The one common disorder of the lens is cataract or opacity, which can be due to congenital defect, injury, or ageing. Cataract is treated by removing the useless lens and compensating for its loss with glasses or contact lenses, or by replacing it with an artificial implant.

The retina cannot function unless it is evenly applied to the back of the eye. Detachment of the retina may follow injury or may occur spontaneously; it occasionally complicates other conditions such as choroiditis. Vision is lost in the affected area. Detachment is treated by making minute injuries to stick the retina in place, by heat, cold, or other means. Inflammation of the retina - retinitis - may complicate inflammation elsewhere in the eye; other cases are ascribed to various more general ailments including diseases of blood vessels, chronic alcoholism, and nutritional deficiencies. Much the commonest retinal disorders are due to diabetes and high blood pressure. In all these cases it is the underlying disease that is treated.
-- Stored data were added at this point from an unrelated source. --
PR #1395, opened 2023-02-22
Update group-sync configurations

gbenhaim:
- Remove the sync of redhat-appstudio-sre, it's not needed.
- Update the secret patch in the production overlay.

### DIFF
--- a/components/authentication/production/github-redhat-appstudio-secret-patch.yaml
+++ b/components/authentication/production/github-redhat-appstudio-secret-patch.yaml
@@ -1,0 +1,4 @@
+---
+- op: add
+  path: /spec/dataFrom/0/extract/key
+  value: production/group-sync/github-redhat-appstudio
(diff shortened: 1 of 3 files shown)


components/authentication/base/group-sync/external-secrets/kustomization.yaml
```diff
@@ -1,5 +1,4 @@
 apiVersion: kustomize.config.k8s.io/v1beta1
 kind: Kustomization
 resources:
-  - github-redhat-appstudio-sre.yaml
```
Michkov, line 4: group 'stage' is synced from this -> components/authentication/base/everyone-can-view.yaml so it should be removed or replaced.

gbenhaim: thanks, I'll remove it. I think it's to wide.

gbenhaim: ok, lets keep the redhat-appstudio-sre sync for now since it's useful for debugging.

Michkov (approved):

The optic nerve arises in an area to the inner side of the mid-point of the retina; there are no rods or cones in this area,(optic disc) and it is therefore a blind spot. (Since the image on the retina is reversed, the blind spot corresponds with a small area in the field of vision to the outer side of centre.) The nerve is liable to damage by increased pressure within the eye (glaucoma) or inside the skull, by by the same conditions as cause retinitis and by multiple sclerosis, a disease of various parts of the nervous system.

Squint is a failure to balance the muscles controlling movement of the eyes. Since the eyes do not point in the same direction the images do not correspond. With the common squints of childhood, the brain resolves the conflict between disparate images by ignoring one. If the squint is neglected, the habit of ignoring impulses from one eye becomes fixed and the eye - although perfectly healthy - is in effect blind. It is for this reason, and not for the sake of appearance, that childhood squints need to be treated early. The much less common squints that come on in adult life, after the brain has learned to resolve the two images, cause double vision.